Generally it is held that nowhere in the world, the Public Sector Enterprises have been able to fulfil their obligations towards the society and could play the roles expected of them in the economic growth of the countries. The MoU system attempts to bring changes in the quality of management of the public sector. The concept of MoU is based on the principle of management by results & objectives, rather than by controls and procedures and has been used worldwide in the management of public sector enterprises. The concept was evolved as a remedy to the perceived inefficiencies in the public sector. The MoU is supposed to be a freely negotiated document between the Government, the owner and the public enterprise and highlights obligations of both the parties and enterprise specific. In India, the system was introduced in 1987-88 and so far, more than 195 numbers of Central Public Sector Undertakings, out of nearly 248, have executed MoUs. The results are encouraging.
The system of rewards & punishments in the public sector is usually independent of the profit earning efforts of the managers and therefore, they prefer risk free decisions. For example, they would prefer to earn interests from fixed deposits rather than in investing the surplus fund in the enterprises, in order to gain more. They are more concerned with the accounting rules & audit procedures, as they may be taken to task for non-adherence to set rules & procedures. The public enterprises having the roles of meeting some social obligations too, have to implement Government policies, for which the Governments set rules, regulations & procedures and assess the performance on the degree of adherence to the set rules & regulations. The corrective step would have been to delegate more powers, but without making accountable, the delegations might get misused. Therefore, autonomy & accountability must go together and this is the crux of the MoU policy. It is generally believed that the private sector is more efficient. However, the volume of profits determines investment decisions in private sector; social benefits; if any are incidental. On the other hand, investment decisions in creating public sector were based primarily on social cost benefit considerations. But, for evaluating performance of the public sector, the instrument for measuring performance of the private sector i.e. financial profit, was borrowed. Monitoring of performance of public sector through periodical reports in elaborate formats was thought to be an appropriate instrument, but with the passage of time, the number of such reports increased manifold and the Government ended-up controlling more & more of day-to-day functioning of the enterprises, as if some sub-ordinate departmental establishments. The managers found that decisions of managing the enterprises were taken by other people and felt that they should not be made accountable for results, and thus the ‘Not me’ syndrome crept-in.

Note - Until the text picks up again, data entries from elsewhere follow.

PR #10935, opened 2023-04-26
fix(service-portal): Modal sticky footer

hedinne:
# ...

## What

Set a maximum height on modals in delecation to match the viewport height.

## Why

So that the sticky footer is always visible.

## Screenshots / Gifs

[Kapture 2023-04-26 at 13.52.15.webm](https://user-images.githubusercontent.com/7573694/234602569-fed00d0f-275c-45a6-a490-b7b1fdcb699e.webm)

## Checklist:


libs/portals/shared-modules/delegations/src/components/Modal/Modal.css.ts
```diff
@@ -21,6 +21,8 @@ export const modal = style({
 })
 
 export const modalInner = style({
+  maxHeight: '100vh',
```
saevarma, line 24: We should also add the shadow above the footer if there is content to scroll.

hedinne: Done

saevarma (approved):
💯

PR #10936, opened 2023-04-26
feat(admin-api): Add scopes option to update client

snaerseljan:
# Added two fields to patch client call, aka update client. 

## What

Now you can add addedScopes and removedScopes fields which  both are array of scopeNames

## Why

This is a preparation for permissions updates in ids-admin clients

## Checklist:


libs/auth-api-lib/src/lib/clients/admin/dto/admin-client.dto.ts
```diff
@@ -101,4 +102,9 @@ export class AdminClientDto {
     type: [AdminClientClaimDto],
   })
   customClaims?: AdminClientClaimDto[]
+
+  @ApiProperty({
+    description: 'Allowed scopes for the client',
+  })
+  allowedScopes?: Pick<ClientAllowedScope, 'scopeName' | 'clientId'>[]
```
saevarma, line 109: This unfortunately doesn't generate the correct openapi schema, which won't generate the correct signature on the client function in the GQL layer.
I see that we have already `ClientAllowedScopeDTO` that we can just reuse here:

```suggestion
  @ApiProperty({
    description: 'Allowed scopes for the client',
    type: [ClientAllowedScopeDTO]
  })
  allowedScopes?: ClientAllowedScopeDTO[]
```

saevarma (approved):
Nice job 💯 just nice to haves and one fix that wee need to do. I removed the `automerge` as you need to address the type of the `allowedScope` for the client generation based on the openapi.

libs/auth-api-lib/src/lib/clients/admin/dto/admin-client.dto.ts
snaerseljan: Are you talking about the Pick or that I have to add the type?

The lack of an appropriate instrument to evaluate performance of the public sector with complex social & financial objectives therefore led to the concept of MoU, followed by evaluation of MoU performance.
Internalization is one domain in which PSUs can take substantial steps toward realizing their respective vision, so that they can achieve higher level in terms of MoU evaluation score, which shall in turn result in many added advantages for the organizations in the business, internal processes as well as employee satisfaction index arena.